Aperto e chiuso dalle immagini di repertorio dell'abbattimento delle due millenarie sculture considerate idolatre dai talebani, Sotto le rovine del Buddha è il primo film di finzione di Hana Makhmalbaf, ultima leva del celebre clan di cineasti, sorella di Samira e Maysam, figlia di Marzieh e del maestro Mohsen. La sensibilità verso le problematiche sociali, filo conduttore dei lavori del padre, appare centrale anche nell'opera prima della diciannovenne Hana, al punto da ribadire ancora una volta l'apparente nesso con il neorealismo di gran parte della produzione cinematografica iraniana. Nel pedinamento di Bakthay, impegnata a racimolare le venti rupie necessarie a comprare il quaderno in un mondo di adulti variamente insensibili ai suoi bisogni, la posizione neorealista sembra estetica oltreché morale, ma è sufficiente addentrarsi nel cuore del racconto per comprendere la distanza effettiva dal movimento italiano. Come accade in alcune opere di Mohsen Makhmalbaf o di Abbas Kiarostami, in cui il meccanismo del "cinema nel cinema" serve per parlare d'altro, anche qui si va a fondo nel discorso usando uno stratagemma: al metacinema si sostituisce però lo schema gioco, quello di un gruppo di bambini che fingono di essere prima dei talebani e poi degli americani, costringendo Bakthay e Abbas al ruolo delle vittime, ma la sostanza non cambia di molto.

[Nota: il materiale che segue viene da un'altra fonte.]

PR #958, opened 2023-08-23
fixes #673: dataset named itemsets and external choices form is uploaded

### LINKED ISSUE #673: Attempting to use a form with "fast external itemsets" in a project that has a dataset called itemsets leads to 500
Quote from [LN](https://github.com/getodk/central-backend/issues/649#issuecomment-1305057297):

> It feels to me like `itemsets` would be a really strange dataset name so I doubt there would be collisions. `itemsets` is plural because it essentially lets you define multiple datasets that are processed in a custom/magic way by Collect. As @issa-tseng says, there's nothing special about the `itemsets.csv` filename other than IF you're using "fast external itemsets" then that's the name of the CSV that's produced. I don't think it needs to be treated in any special way but it's a good thing to bring up!
> 
> ⚠️ Edit: we should verify the case of a dataset named itemsets.csv and a form that uses “fast external itemsets.” The unusual thing about that feature is that pyxform produces the csv.

sadiqkhoja:
Closes #673

Integration tests and manually verified it

NA

NA

NA

### DIFF
--- a/test/integration/api/datasets.js
+++ b/test/integration/api/datasets.js
@@ -1,3 +1,4 @@
+const { readFileSync } = require('fs');
 const appRoot = require('app-root-path');
 const { testService } = require('../setup');
 const testData = require('../../data/xml');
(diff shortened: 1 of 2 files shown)


test/integration/api/datasets.js
```diff
@@ -1276,6 +1277,58 @@ describe('datasets and entities', () => {
                 .catch(error => {
                   error.constraint.should.be.equal('check_datasetId_is_null_for_non_file');
                 }))))));
+
+      // cb#673
+      it('should not throw problem for fast external itemsets when there is existing "itemset" dataset', testService(async (service) => {
```
lognaturel, line 1282: Nit: "itemset" -> "itemsets"!

ktuite (approved):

La cultura della violenza, la repressione femminile, l'infanzia negata e la difficoltà dell'educazione sono temi cardine del cinema iraniano, ma Hana Makhmalbaf dimostra di saperli declinare con una cifra personale in cui durezza e garbo si mescolano più che bene: bellissima la sequenza in cui la piccola protagonista salta, tanto è estranea alla logica della violenza e della sopraffazione, nei cerchi di gesso che gli altri bambini hanno disegnato per confinarla («Non voglio giocare alla lapidazione» dirà risoluta).
Desiderosa di andare a scuola per conoscere le favole, Bakthay rappresenta la libertà al suo più alto grado, distante da qualsiasi limitazione imposta dagli adulti o dall'ordine sociale, è la minaccia alla repressione, un'eroina di poco più di un metro di statura che vuole restituire colore al mondo a cui appartiene. Fosse pure con un po' di rossetto.